#### [ASSIGNED TASK]
Please filter the listing for the string "hardware" and copy each matching line.
----
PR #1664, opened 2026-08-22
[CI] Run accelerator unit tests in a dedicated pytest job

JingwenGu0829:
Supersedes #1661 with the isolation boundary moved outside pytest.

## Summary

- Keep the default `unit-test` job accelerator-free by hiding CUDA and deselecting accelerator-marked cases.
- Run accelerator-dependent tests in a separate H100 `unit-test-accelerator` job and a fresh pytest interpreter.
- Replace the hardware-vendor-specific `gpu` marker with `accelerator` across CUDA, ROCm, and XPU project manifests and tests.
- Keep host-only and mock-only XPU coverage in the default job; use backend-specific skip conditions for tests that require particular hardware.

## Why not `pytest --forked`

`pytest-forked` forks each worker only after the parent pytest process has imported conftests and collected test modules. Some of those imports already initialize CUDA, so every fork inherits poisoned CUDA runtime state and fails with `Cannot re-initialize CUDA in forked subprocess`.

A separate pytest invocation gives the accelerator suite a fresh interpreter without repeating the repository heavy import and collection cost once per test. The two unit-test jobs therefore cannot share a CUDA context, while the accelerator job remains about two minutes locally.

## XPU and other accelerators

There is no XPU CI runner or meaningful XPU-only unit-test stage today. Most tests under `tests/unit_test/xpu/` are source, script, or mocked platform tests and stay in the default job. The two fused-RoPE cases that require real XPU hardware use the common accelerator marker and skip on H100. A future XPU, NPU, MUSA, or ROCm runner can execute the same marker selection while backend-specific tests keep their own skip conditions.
----
#### [RESULT OF THE EXERCISE]
- Replace the hardware-vendor-specific `gpu` marker with `accelerator` across CUDA, ROCm, and XPU project manifests and tests.
- Keep host-only and mock-only XPU coverage in the default job; use backend-specific skip conditions for tests that require particular hardware.
There is no XPU CI runner or meaningful XPU-only unit-test stage today. Most tests under `tests/unit_test/xpu/` are source, script, or mocked platform tests and stay in the default job. The two fused-RoPE cases that require real XPU hardware use the common accelerator marker and skip on H100. A future XPU, NPU, MUSA, or ROCm runner can execute the same marker selection while backend-specific tests keep their own skip conditions.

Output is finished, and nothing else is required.